EXERCISE BRIEF: Search the data for the string "color" and copy each line in which it appears.

EXERCISE MATERIALS:
....

PR #907, opened 2018-12-19
updates uses of db service in docs with mysql

shelane:
This updates documentation where the `db` service was used. I know that not every occurrence of `db` should be replaced with mysql, so please check that all the right places have been updated.


lmakarov:
Nothing changes from a user perspective, since we still use `db` as the service name in the actual stack definitions (default and acquia stacks). See https://github.com/docksal/docksal/pull/906#issuecomment-448432430

PR #914, opened 2018-12-21
Documenting image tags

### LINKED ISSUE #243: Docs: List available tag options for all services
We should list tags available for each service and explain what they are in the docs.

E.g. for [Apache Solr](http://docs.docksal.io/en/master/tools/apache-solr/) for only list `docksal/solr:1.0-solr4` as an option, however there is also `docksal/solr:1.0-solr3` available.
Also, need to mention stable releases vs edge ones.

shelane:
Closes #243

### DIFF
--- a/docs/content/core/overview.md
+++ b/docs/content/core/overview.md
@@ -43,15 +43,15 @@ Each project usually consists of at least 3 services: `web`, `db`, and `cli`.
 
 ### web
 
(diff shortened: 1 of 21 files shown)


achekulaev:
@lmakarov do you have an idea why build shows as failed?

shelane:
Looks like Netlify is having some issues: https://www.netlifystatus.com/

PR #916, opened 2018-12-23
Provider Integration

### LINKED ISSUE #912: Create 'pull' command
Should be able to do 3 things: pull db, files and code from Acquia and Pantheon at minimum (+Platform at best).

`fin pull db` - pull db using platform dependent tool(s)
`fin pull files` - pull files using platform dependent tool(s)
`fin pull code` - perform `git pull`
`fin pull` - perform all of the above

Platform to connect to configuration should be read from environment vars.

Push command will follow in the future release.

sean-e-dietrich:
Provides new command to interact with providers.

The providers refer to the following:

`acquia` - This refers to interacting with Acquia Cloud integration. Not all users will have access to this but can use it to download and interact with getting backups from Acquia. If the user does not have access to Acquia Cloud they will need to fall back to `drush` as the provider.

`pantheon` - This will interact with running terminus to pull files and db down.

`platformsh` - This will interact with the user's Platform.sh account.

`drush` - General Drupal Hosting with Drush support to pull files and/or database.

`wp` - General WordPress Hosting with SSH access to pull database currently.

Fixes #912


bin/fin
```diff
@@ -6261,6 +6343,630 @@ set_project_root_permissions ()
...
+		${rsync_options}
+	if_failed_error "Could not rsync files from Pantheon. Confirm that SSH Key has been added to Pantheon account and added to Docksal SSH-Agent."
+}
+
+# Pull process to pull db from Pantheon.
+# Pull from Pantheon backup system so that can pull the live db and not impact the site performance.
+provider_pull_pantheon_db ()
+{
+	# Get Time of Last Backup In Pantheon.
+	local last_backup=$(_exec -e COLUMNS="200" -e TERMINUS_HIDE_UPDATE_MESSAGE=1 -e TERMINUS_HIDE_GIT_MESSAGE=1 terminus backup:list ${HOSTING_SITE}.${HOSTING_ENV} --element=db --format=list --field=date | head -n 1)
```
achekulaev: What's is the reason of COLUMN=200 hardcode?

bin/fin
```diff
@@ -6261,6 +6343,630 @@ set_project_root_permissions ()
...
+	if [[ -d ${project_directory} ]]; then
+		echo-error "Project Directory ${project_directory} already exists."
+		exit 1
+	fi
+
+	provider_pull_find_function ${HOSTING_PLATFORM} 'init' 1 "Init function not currently supported for ${HOSTING_PLATFORM}."
+	echo-green "Pulling code complete."
+
+	# Change into the project directory.
+	cd ${project_directory}
```
achekulaev: needs quotes

bin/fin
```diff
@@ -6261,6 +6343,630 @@ set_project_root_permissions ()
...
+
+	# Query the provider for the given repo url. Only Pantheon, Platform.sh, and Acquia support this.
+	# All others will need to do a git clone.
+	if [[ "${ARGV[0]}" == "init" ]]; then
+		provider_pull_init
+		return
+	fi
+
+	# Check to see if providers require anything else.
+	provider_pull_find_function ${HOSTING_PLATFORM} 'precheck'
```
achekulaev: 1. Why is there 2 "check requirements" functions?
2. Precheck function in all provides seem to always use generic precheck
3. Why is precheck executed after check, which is semantically weird, since it's precheck should be the one executed first.

bin/fin
```diff
@@ -6261,6 +6343,630 @@ set_project_root_permissions ()
...
+	# Get the time from 24 hours ago.
+	local yesterday=$(_exec date --date='yesterday' "+%Y-%m-%d %H:%M:%S");
+
+	if [[ "${file_exists}" == "0" ]] || [[ -n "${file_time}" ]] || [[ "$FORCE" == "FORCE" ]]; then
+		echo-yellow "Cached DB file needs updating"
+
+		# Check to see if File Is Older than 1 hour
+		if [[ "$file_exists" > "0" ]] && [[ -z "${file_time}" ]] || [[ "$FORCE" == "FORCE" ]]; then
+			echo-yellow "Removing old database file"
+			_exec rm -rf ${db_file}
```
achekulaev: Needs quotes. Needs safety to avoid removing something beyond project root

bin/fin
```diff
@@ -6476,7 +6476,7 @@ provider_pull_db ()
 		# Check to see if File Is Older than 1 hour
 		if [[ "$file_exists" > "0" ]] && [[ -z "${file_time}" ]] || [[ "$FORCE" == "FORCE" ]]; then
 			echo-yellow "Removing old database file"
-			_exec rm -rf ${db_file}
+			_exec rm -rf "${db_file}"
```
achekulaev: Please also take a look at https://github.com/docksal/docksal/blob/develop/bin/fin#L6116-L6118

In that spot I have a simple, but at least some protection from someone tricking users into setting malicious env vars that would make `fin` perform `rm -rf` on a wrong place!

Also since you are only deleting a folder please use `rm -f`.

bin/fin
```diff
@@ -6287,6 +6344,631 @@ set_project_root_permissions ()
...
+	if [[ "${HOSTING_PLATFORM}" == "" || "${HOSTING_SITE}" == ""  ]]; then
+		echo-error "Hosting Provider not set up. Following variables must be set: HOSTING_PLATFORM and HOSTING_SITE"
+		exit 1
+	fi
+
+	HOSTING_PLATFORM=$(echo ${HOSTING_PLATFORM} | tr '[:upper:]' '[:lower:]')
+
+	# Check to see if a support platform is accepted.
+	if [[ "${HOSTING_PLATFORM}" != "acquia" ]] && [[ "${HOSTING_PLATFORM}" != "pantheon" ]] && [[ "${HOSTING_PLATFORM}" != "platformsh" ]] &&
+		[[ "${HOSTING_PLATFORM}" != "drush" ]] && [[ "${HOSTING_PLATFORM}" != "wp" ]]; then
```
achekulaev: Can be simplified. See example https://github.com/docksal/docksal/blob/1d99f684d7dc4006453c09f74047703eb4dc4b6b/bin/fin#L6508

bin/fin
```diff
@@ -6287,6 +6344,631 @@ set_project_root_permissions ()
 	is_root && chown -R 1000:1000 "$PROJECT_ROOT"
 }
 
+# Pull main command for interacting with Hosting Providers.
```
achekulaev: Please describe params

bin/fin
```diff
@@ -6287,6 +6344,631 @@ set_project_root_permissions ()
...
+	# Execute a pull on Files.
+	if [[ "${ARGV[0]}" == "files" ]] || [[ "${ARGV[0]}" == "" ]]; then
+		provider_pull_files
+	fi
+
+	echo-green "Pull Completed"
+}
+
+# Provider Pull Init Subcommand
+# Used specifically for pulling the repo from a provider.
```
achekulaev: Please describe params

bin/fin
```diff
@@ -6287,6 +6344,631 @@ set_project_root_permissions ()
...
+	fi
+}
+
+# Provider Pull Code Subcommand
+# Used specifically for pulling the repo from a provider.
+provider_pull_code ()
+{
+	echo-green "Pulling code"
+	provider_pull_find_function ${HOSTING_PLATFORM} 'code' 1
+	echo-green "Code Pull Successful"
```
achekulaev: Error checking required or at least `#TODO: implement error checking`

bin/fin
```diff
@@ -6287,6 +6344,631 @@ set_project_root_permissions ()
...
+	fi
+
+	# ToDo: Do we need to account for Multi-Site and other DB Names?
+
+	# Import the Database.
+	# Truncate the existing db.
+	echo-yellow "Truncating Existing Database"
+	mysql_db_truncate "${DB_NAME}" > /dev/null
+	# Execute ZCAT on the db file and import into mysql database.
+	_exec "zcat < ${db_file} | mysql -u ${__db_user} -p${__db_password} -h db ${__db_database}"
```
achekulaev: should `mysql_import` import function be used?

bin/fin
```diff
@@ -6287,6 +6344,631 @@ set_project_root_permissions ()
...
+	local rsync_options="${RSYNC_OPTIONS} --exclude='styles' --exclude='css' --exclude='js'"
+	provider_pull_find_function ${HOSTING_PLATFORM} 'files' 1
+	echo-green "File Pull Successful"
+}
+
+##############################
+### GENERIC PROVIDER FUNCTIONS
+##############################
+
+# Generic function for searching if function exists and executing.
```
achekulaev: Please describe params

bin/fin
```diff
@@ -6287,6 +6344,631 @@ set_project_root_permissions ()
...
+	if [ $? -eq 0 ]; then
+		# Execute function if found
+		${pull_function}
+	else
+		# If this was required and not found execute error message.
+		if [[ -n $required ]]; then
+			echo-error ${required_message}
+			exit 1
+		fi
+	fi
```
achekulaev: This if-else can be simplified

```bash
type "${pull_function}" >/dev/null 2>&1
# If this was required and not found execute error message.
if_failed_error "${required_message}"
# Execute function if found
${pull_function}
```

bin/fin
```diff
@@ -6287,6 +6344,631 @@ set_project_root_permissions ()
...
+provider_pull_generic_drush_rsync ()
+{
+	echo-yellow "Downloading files from ${HOSTING_SITE} on the ${HOSTING_ENV} environment"
+	[[ ! -d ${PROJECT_ROOT}/${DOCROOT}/${FILES_DIR} ]] && mkdir -p ${PROJECT_ROOT}/${DOCROOT}/${FILES_DIR} > /dev/null
+	_exec "drush -y rsync \
+		@${HOSTING_SITE}.${HOSTING_ENV}:%files \
+		${PROJECT_ROOT}/${DOCROOT}/${FILES_DIR} \
+		--delete \
+		${rsync_options}"
+	if_failed_error "Error Downloading Files from ${HOSTING_SITE} on the ${HOSTING_ENV} environment"
```
achekulaev: Downloading files might not be that big of an issue and maybe it makes sense to just `echo-error` here rather that fail and exit script.

bin/fin
```diff
@@ -6287,6 +6344,631 @@ set_project_root_permissions ()
...
+	# Following will grab all databases for a site.
+	# local acquia_dbs=$(_exec drush "@${HOSTING_SITE}.${HOSTING_ENV}" ac-database-list | awk '{print $3}')
+
+	local acquia_db_name="${ARGV[1]}"
+	if [[ -z "${acquia_db_name}" ]]; then
+		echo-error "Database name is required."
+		exit 1
+	fi
+
+	local query=$(_exec drush @${HOSTING_SITE}.${HOSTING_ENV} ac-database-instance-backup-list ${acquia_db_name});
```
achekulaev: it should be split into 2 lines. Bash has a quirk that this line will always return result `0` even if command fails! That is because the last command will be `local`.

You can reproduce it yourself

```bash
#!/bin/bash

testie () {
    local abc=$(exit 1)
    echo $?
}

testie
```
So the line needs to be changed to:

```bash
local query
query=$(...)
```

You only need to do the separation if you need the correct error code.

bin/fin
```diff
@@ -6287,6 +6344,631 @@ set_project_root_permissions ()
...
+	# Set the default db_name just incase we need to cache this for Acquia or other providers.
+	local db_name=${ARGV[1]:-"default"}
+	# Set the db file that will be stored within the cli container
+	local db_file="/tmp/${db_name}.${HOSTING_ENV}.${HOSTING_SITE}.sql.gz"
+	# Check to see if the file exists in the cli container
+	local file_exists=$(_exec "ls -1 /tmp/**  2> /dev/null | grep \"${db_file}\"\$ | wc -l | tr -d '[:space:]'")
+	# Get the time of that file within the cli container.
+	local file_time=$(_exec "find ${db_file} -mmin +360 2> /dev/null | tr -d '[:space:]'")
+	# Get the time from 24 hours ago.
+	local yesterday=$(_exec date --date='yesterday' "+%Y-%m-%d %H:%M:%S");
```
achekulaev: Wouldn't it be more robust to compare dates in unix timestamp format? `date --date='yesterday' +%s`

bin/fin
```diff
@@ -6287,6 +6344,631 @@ set_project_root_permissions ()
...
+}
+
+# Init process to pull code from Pantheon
+provider_pull_pantheon_init ()
+{
+	# If HOSTING_ENV isn't set default to dev.
+	HOSTING_ENV=${HOSTING_ENV:-dev}
+	# Set the BRANCH to be what the HOSTING_ENV is.
+	local repo_checkout=${HOSTING_ENV}
+	local repo_url=$(run_cli -e COLUMNS="200" "terminus connection:info ${HOSTING_SITE}.dev --field=\"Git Command\" | awk '{print \$3}'")
```
achekulaev: As before break `local var` and assignment to it into 2 lines

bin/fin
```diff
@@ -6287,6 +6344,631 @@ set_project_root_permissions ()
...
+	run_cli "git clone -q --depth=1 --branch='${repo_checkout}' ${repo_url} ${project_directory}"
+	if_failed_error "Error cloning Pantheon project ${HOSTING_SITE} - ${HOSTING_ENV} in ${project_directory}"
+}
+
+# Pull process to pull files from Pantheon.
+# Need to run a custom rsync command as every environment is different.
+provider_pull_pantheon_files ()
+{
+	# Get the SFTP Hostname from Site's Info.
+	local host_url=$(_exec -e COLUMNS="200" "terminus connection:info ${HOSTING_SITE}.${HOSTING_ENV} --field=\"SFTP Command\" 2>/dev/null | awk '{print \$4}'")
```
achekulaev: Break into 2 lines

bin/fin
```diff
@@ -6287,6 +6344,631 @@ set_project_root_permissions ()
...
+		${rsync_options}
+	if_failed_error "Could not rsync files from Pantheon. Confirm that SSH Key has been added to Pantheon account and added to Docksal SSH-Agent."
+}
+
+# Pull process to pull db from Pantheon.
+# Pull from Pantheon backup system so that can pull the live db and not impact the site performance.
+provider_pull_pantheon_db ()
+{
+	# Get Time of Last Backup In Pantheon.
+	local last_backup=$(_exec -e COLUMNS="200" terminus backup:list ${HOSTING_SITE}.${HOSTING_ENV} --element=db --format=list --field=date | head -n 1)
```
achekulaev: Break into 2 lines

bin/fin
```diff
@@ -6287,6 +6344,631 @@ set_project_root_permissions ()
...
+	HOSTING_ENV=${HOSTING_ENV:-master}
+	echo-yellow "Cloning Platform.sh Site Locally: ${HOSTING_SITE} - ${HOSTING_ENV} in ${project_directory}"
+	run_cli "platform project:get -q --environment=${HOSTING_ENV} ${HOSTING_SITE} ${project_directory}"
+	if_failed_error "Could not communicate with Platform.sh. Check connection and SECRET_PLATFORMSH_CLI_TOKEN is set to an active token."
+}
+
+# Pull process to pull files from Platform.sh
+provider_pull_platformsh_files ()
+{
+	local host_url=$(_exec "platform ssh --pipe --project=${HOSTING_SITE} --environment=${HOSTING_ENV} 2>/dev/null");
```
achekulaev: Break into 2 lines

bin/fin
```diff
@@ -6287,6 +6344,631 @@ set_project_root_permissions ()
...
+# Pull process to pull files from WP-CLI.
+provider_pull_wp_code ()
+{
+	# Execute a generic git pull on code.
+	provider_pull_generic_git_pull
+}
+
+# Execute specific functions if they exist within the hooks directory.
+# Examples could be hook_init_pre or hook_db_import.
+# Specifically look for hooks to run pre and post actions.
```
achekulaev: Please describe params

bin/fin
```diff
@@ -6287,6 +6344,631 @@ set_project_root_permissions ()
...
+	if [[ "${file_exists}" == "0" ]] || [[ -n "${file_time}" ]] || [[ "$FORCE" == "FORCE" ]]; then
+		echo-yellow "Cached DB file needs updating"
+
+		# Check to see if File Is Older than 1 hour
+		if [[ "$file_exists" > "0" ]] && [[ -z "${file_time}" ]] || [[ "$FORCE" == "FORCE" ]]; then
+			echo-yellow "Removing old database file"
+			_exec rm -rf "${db_file}"
+		fi
+
+		echo-yellow "Pulling new database file..."
```
achekulaev: Here and in other places where you do `echo-yellow`, but it is not a warning. I understand you want to separate sub-streps, but yellow is really mostly a warning (unless single words are highlighted). 

So using color like `acqua` might work better.
Or maybe add and use bold "color"

```
bold="\033[1m"
```

bin/fin
```diff
@@ -4747,7 +4803,7 @@ run_cli ()
 	done
 
 	# Set default image
-	local RUN_IMAGE="${image:-docksal/cli:2.5-php7.1}"
+	local RUN_IMAGE="${image:-docksal/cli:2.6-php7.2}"
```
achekulaev: @lmakarov so I propose we replace this with the new `cli:2-php7.2` tag. Cases like this were the main reason for its creation. Agreed or any comments?

sean-e-dietrich: I'm fine with this and agree with it. We are running into issues where a different version is constantly being used all the time.

bin/fin
sean-e-dietrich: I wish I could only the issue is that need the command to run in cli as that is where the db file is stored.

bin/fin
sean-e-dietrich: Found a way around this.

sean-e-dietrich:
@lmakarov @achekulaev @shelane i think we are ready to review this. Docs have been updated. Tests are passing.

....

SOLUTION FOR THIS TASK:
So using color like `acqua` might work better.
Or maybe add and use bold "color"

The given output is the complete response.